Work instruction: Only the lines with "changes" in the entries below belong in the answer; please copy them.

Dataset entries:
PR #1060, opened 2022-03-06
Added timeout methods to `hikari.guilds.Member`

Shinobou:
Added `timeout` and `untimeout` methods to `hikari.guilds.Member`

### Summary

...

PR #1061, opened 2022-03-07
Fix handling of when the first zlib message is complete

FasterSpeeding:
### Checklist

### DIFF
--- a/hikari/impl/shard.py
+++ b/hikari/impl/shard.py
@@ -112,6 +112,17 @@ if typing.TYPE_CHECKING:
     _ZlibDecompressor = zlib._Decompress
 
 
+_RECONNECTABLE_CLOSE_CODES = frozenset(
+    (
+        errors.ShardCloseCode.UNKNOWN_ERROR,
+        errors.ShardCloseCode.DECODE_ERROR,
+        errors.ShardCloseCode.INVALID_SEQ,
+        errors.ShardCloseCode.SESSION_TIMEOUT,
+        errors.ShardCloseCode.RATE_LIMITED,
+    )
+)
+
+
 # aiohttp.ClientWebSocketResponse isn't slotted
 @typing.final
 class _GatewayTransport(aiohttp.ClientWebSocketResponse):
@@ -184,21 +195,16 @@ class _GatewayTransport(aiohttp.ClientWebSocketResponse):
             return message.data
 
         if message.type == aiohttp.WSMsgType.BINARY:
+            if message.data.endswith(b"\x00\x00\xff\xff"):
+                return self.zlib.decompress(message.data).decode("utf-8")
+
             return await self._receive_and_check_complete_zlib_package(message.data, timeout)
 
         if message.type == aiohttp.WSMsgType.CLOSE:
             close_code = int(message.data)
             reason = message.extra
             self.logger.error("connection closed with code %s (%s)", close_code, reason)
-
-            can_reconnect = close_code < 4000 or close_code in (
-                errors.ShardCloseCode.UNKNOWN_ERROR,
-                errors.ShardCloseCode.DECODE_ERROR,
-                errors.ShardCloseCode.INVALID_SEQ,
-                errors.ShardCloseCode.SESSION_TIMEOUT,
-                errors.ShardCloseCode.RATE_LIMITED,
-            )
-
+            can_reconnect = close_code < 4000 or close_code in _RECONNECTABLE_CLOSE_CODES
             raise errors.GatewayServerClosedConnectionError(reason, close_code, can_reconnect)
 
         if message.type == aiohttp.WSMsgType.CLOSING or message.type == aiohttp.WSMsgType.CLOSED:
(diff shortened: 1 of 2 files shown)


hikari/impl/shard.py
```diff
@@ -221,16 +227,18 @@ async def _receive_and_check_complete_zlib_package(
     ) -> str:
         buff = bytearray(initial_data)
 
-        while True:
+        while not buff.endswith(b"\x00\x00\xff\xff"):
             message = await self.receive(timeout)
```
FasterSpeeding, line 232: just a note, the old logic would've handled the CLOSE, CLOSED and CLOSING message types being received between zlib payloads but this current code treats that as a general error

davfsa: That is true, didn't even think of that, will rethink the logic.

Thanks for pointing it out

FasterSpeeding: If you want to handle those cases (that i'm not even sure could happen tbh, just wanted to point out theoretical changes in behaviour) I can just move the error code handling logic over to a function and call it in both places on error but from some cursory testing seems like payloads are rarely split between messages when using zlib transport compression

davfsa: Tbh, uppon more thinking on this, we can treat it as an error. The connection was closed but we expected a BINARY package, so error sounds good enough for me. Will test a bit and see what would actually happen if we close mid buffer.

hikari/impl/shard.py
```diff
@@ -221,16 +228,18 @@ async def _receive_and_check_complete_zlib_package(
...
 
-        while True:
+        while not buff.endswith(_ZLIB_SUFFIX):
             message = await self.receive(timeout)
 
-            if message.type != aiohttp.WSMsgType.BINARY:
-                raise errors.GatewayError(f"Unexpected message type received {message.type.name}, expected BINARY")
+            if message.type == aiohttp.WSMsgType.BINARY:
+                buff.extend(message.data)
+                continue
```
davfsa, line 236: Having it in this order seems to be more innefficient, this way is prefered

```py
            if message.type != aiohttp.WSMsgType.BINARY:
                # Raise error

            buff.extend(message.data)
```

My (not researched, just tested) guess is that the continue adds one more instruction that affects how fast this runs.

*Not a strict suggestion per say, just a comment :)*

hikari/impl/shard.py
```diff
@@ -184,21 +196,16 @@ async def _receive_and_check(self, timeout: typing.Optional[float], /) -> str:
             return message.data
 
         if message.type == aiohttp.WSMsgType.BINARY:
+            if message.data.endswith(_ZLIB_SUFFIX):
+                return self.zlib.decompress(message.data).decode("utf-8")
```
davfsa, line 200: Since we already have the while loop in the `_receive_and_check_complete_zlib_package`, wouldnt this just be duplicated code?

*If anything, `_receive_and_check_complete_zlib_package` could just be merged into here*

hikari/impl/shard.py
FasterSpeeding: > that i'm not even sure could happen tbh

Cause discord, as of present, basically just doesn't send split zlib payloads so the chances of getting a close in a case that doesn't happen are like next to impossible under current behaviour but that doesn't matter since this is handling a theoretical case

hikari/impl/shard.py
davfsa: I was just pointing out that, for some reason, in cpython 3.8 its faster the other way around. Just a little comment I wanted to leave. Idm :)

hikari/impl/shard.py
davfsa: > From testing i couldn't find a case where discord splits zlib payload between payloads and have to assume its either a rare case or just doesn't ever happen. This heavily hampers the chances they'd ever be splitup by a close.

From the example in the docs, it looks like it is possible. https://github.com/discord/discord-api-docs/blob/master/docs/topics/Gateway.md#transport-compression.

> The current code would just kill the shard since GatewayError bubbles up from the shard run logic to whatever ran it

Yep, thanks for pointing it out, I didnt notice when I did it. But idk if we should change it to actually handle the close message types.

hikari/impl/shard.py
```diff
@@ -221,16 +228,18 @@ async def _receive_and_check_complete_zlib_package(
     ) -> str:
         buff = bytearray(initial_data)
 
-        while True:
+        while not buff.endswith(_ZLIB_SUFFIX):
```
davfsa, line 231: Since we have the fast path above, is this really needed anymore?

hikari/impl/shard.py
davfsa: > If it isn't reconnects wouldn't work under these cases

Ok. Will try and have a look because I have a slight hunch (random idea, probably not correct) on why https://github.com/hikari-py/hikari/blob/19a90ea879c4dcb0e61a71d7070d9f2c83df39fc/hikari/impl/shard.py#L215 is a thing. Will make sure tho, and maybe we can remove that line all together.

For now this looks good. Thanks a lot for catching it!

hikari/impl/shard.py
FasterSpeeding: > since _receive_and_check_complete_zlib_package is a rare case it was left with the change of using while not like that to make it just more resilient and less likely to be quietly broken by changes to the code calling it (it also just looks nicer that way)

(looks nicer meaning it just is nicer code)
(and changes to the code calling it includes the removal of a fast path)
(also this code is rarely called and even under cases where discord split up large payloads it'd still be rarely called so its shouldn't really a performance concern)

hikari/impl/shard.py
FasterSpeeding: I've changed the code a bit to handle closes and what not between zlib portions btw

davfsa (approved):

Solution for this task:
FasterSpeeding: If you want to handle those cases (that i'm not even sure could happen tbh, just wanted to point out theoretical changes in behaviour) I can just move the error code handling logic over to a function and call it in both places on error but from some cursory testing seems like payloads are rarely split between messages when using zlib transport compression
FasterSpeeding: > since _receive_and_check_complete_zlib_package is a rare case it was left with the change of using while not like that to make it just more resilient and less likely to be quietly broken by changes to the code calling it (it also just looks nicer that way)
(and changes to the code calling it includes the removal of a fast path)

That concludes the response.